Process for the heat treatment of wire, the rolled material being coiled or wound into coils or brought into a winding shape by means of a winding layer,
characterized,
that, to temper the wire, the long-format rolling stock coming directly from the rolling heat is cooled to a temperature below the martensite start temperature. Method according to claim 1,
characterized,
that the rolling stock is coiled, coiled or laid after the cooling process and then tempered. Method according to claims 1 and 2,
characterized,
that the rolling stock is cooled to a temperature just below the martensite start temperature and above the martensite finish temperature, so that the structure still has residual austenite, and then the winding process follows. Method according to claim 3,
characterized,
that the rolling stock is guided under hoods after cooling to a temperature below the martensite start temperature. Method according to claim 1,
characterized,
that the martensite formed during cooling in the surface layer of the long-size rolling stock is already tempered by the residual heat in the core.
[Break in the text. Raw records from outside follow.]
PR #1405, opened 2021-09-28
RSA: Simplify API

briansmith:
See the individual commit messages for details. It will likely be easiest to review them commit-by-commit.

Basically, this simplifies the `rsa` module's API to something that better aligns with what we can do generically (using traits) for all the asymmetric algorithm implementations. We don't need to expose `public::Modulus` and `public::Exponent` since the only thing the user could do is measure them and get their encoded components; the latter is what the `Components` types are designed to do.


briansmith:
@complexspaces PTAL. You're best off reviewing it commit-by-commit, especially because of the renaming of rsa/signing.rs to rsa/keypair.rs, which replaced a previsouly-much-different version of that file.

complexspaces (approved):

Method according to claim 1,
characterized,
that the cooling to a temperature below the martensite start temperature is carried out after the finish pass in the roll stand and before the static recrystallization of the roll structure begins. Method according to claim 5,
characterized,
that the last rolling passes or the finishing pass in the roll stand for setting a fine-grained rolling structure take place at relatively low final rolling temperatures. Method according to one of claims 1 to 5,
characterized,
that the cooling of the rolling stock from the rolling heat is carried out by means of water cooling. Method according to one of the preceding claims,
characterized,
that the secondary scale formed during the rolling process and also quenched during cooling is already mechanically removed by cracking during winding or winding before a subsequent pickling process, if applicable. System for carrying out the method according to claim 1 with a rolling stand and a downstream device for reeling the rolling stock or device for laying turns in addition to the winding device and collecting station to form a bundle by means of a mandrel,
characterized,
that the system also includes: a cooling section, which is immediately downstream of the rolling stand, for the defined cooling of the long-sized rolling stock below the martensite start temperature, a tempering furnace, which is arranged downstream of the reel device or winding laying device. System according to claim 10,
furthermore includes a hood furnace adjoining the cooling section. Use of the method according to one of claims 1 to 9 for production of wire products made of temperable steels with pre-eutectoid Carbide precipitation, such as 90 MnCr V8 or X 35 CrMo 17, or from boron-containing Steel with subsequent cold forming.